Norian Mai (born 5 November 1946) was the sixth inspector-general of police of Malaysia and served from 8 January 1999 until his retirement on 4 November 2003.

== Education ==
Norian attended Government English School in Teluk Intan in 1959 and Sultan Alam Shah School in Kuala Lumpur in 1964. He graduated from the University of Malaya in 1982 with a Bachelor of Arts in history.

== Career ==

Norian joined the Royal Malaysia Police as a Cadet Assistant Superintendent on 8 November 1969. He served various positions including Officer-in-Charge of Police District (OCPD) of Jasin and OCPD of Petaling Jaya.

On 31 December 1984, he was appointed Terengganu Police Chief. On 31 December 1992, he was appointed Selangor Police Chief. On 1 April 1994, he transferred to Bukit Aman to become Director of Special Branch. Norian Mai became the Deputy Inspector-General of Police on 6 May 1997 who replaced Samsuri Arshad.

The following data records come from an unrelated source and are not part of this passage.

PR #2590, opened 2020-02-04
[RFC] Summary cleanups

bstoeger:

- [ ] Bug fix
- [ ] Functional change
- [ ] New feature
- [x] Code cleanup
- [ ] Build system change
- [ ] Documentation change
- [ ] Language translation

To be honest, I'm not very happy about how the summary code uses a completely unstructured QStringList to display structured data. I understand that it's annoying but writing this in model-form would seem to be more appropriate and also much more flexible, as you could have an arbitrary number of rows / columns. The way the code looks right now it doesn't seem very appealing to use it on desktop.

=== Inspector-General of Police ===
On 8 January 1999, Norian became the Inspector-General of Police when his predecessor Abdul Rahim Mohd Noor resigned over the beating of former Deputy Prime Minister Anwar Ibrahim at the Bukit Aman police lock-up.

== Post-career ==
Norian founded Yayasan Pengaman Malaysia in 2011 and became its Founding Chairman. He has been Chairman of Perdana Global Peace Foundation as well.

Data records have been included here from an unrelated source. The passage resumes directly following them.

PR #2443, opened 2025-03-04
Clean up contract upgrade config

86667:


zilliqa/src/cfg.rs
```diff
@@ -659,20 +684,70 @@ impl ContractUpgradesBlockHeights {
...
+                            k,
+                            toml::Value::Table(
+                                // ContractUpgradeConfig
+                                json!(v)
+                                    .as_object()
+                                    .unwrap()
+                                    .clone()
+                                    .into_iter()
+                                    .filter_map(|(k2, v2)| {
+                                        if v2.is_u64() {
```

In 2019, Norian sat in the Royal Commission of Inquiry on Wang Kelian along with seven other members as deputy to Chairman Arifin Zakaria.

On 9 February 2021, he was appointed to the Emergency Independent Special Committee along with 18 other members to advise the Yang di-Pertuan Agong on matters related to the ending of the Proclamation of Emergency in the country.

==Honours==
- Malaysia
  - Commander of the Order of the Defender of the Realm (PMN) – Tan Sri (2001)
  - Commander of the Order of Loyalty to the Crown of Malaysia (PSM) – Tan Sri (1998)
  - Officer of the Order of the Defender of the Realm (KMN) (1983)
- Royal Malaysia Police
  - Courageous Commander of the Most Gallant Police Order (PGPP) (1997)
- Pahang
  - Knight Grand Companion of the Order of Sultan Ahmad Shah of Pahang (SSAP) – Dato' Sri (2003)
  - Knight Grand Companion of the Order of the Crown of Pahang (SIMP) – formerly Dato', now Dato' Indera (1997)
- Perak
  - Knight Grand Commander of the Order of Taming Sari (SPTS) – Dato' Seri Panglima (1998)
  - Knight Commander of the Order of Taming Sari (DPTS) – Dato' Pahlawan (1993)
- Sabah
  - Commander of the Order of Kinabalu (PGDK) – Datuk (1996)
- Sarawak
  - Knight Commander of the Most Exalted Order of the Star of Sarawak (PNBS) – Dato Sri (2003)
- Terengganu
  - Knight Grand Companion of the Order of Sultan Mizan Zainal Abidin of Terengganu (SSMZ) – Dato' Seri (2003)
  - Companion of the Order of the Crown of Terengganu (SMT) (1987)

===Foreign honours===
- Thailand
  - Knight Grand Cross of the Order of the Crown of Thailand (GCCT) (2000)
- Indonesia
  - National Police Meritorious Service Star 1st Class (BB) (2002)
- Singapore
  - Recipient of the Darjah Utama Bakti Cemerlang (DUBC) (2003)

== Family ==
Norian is married to Rokiah Ismail and has four children.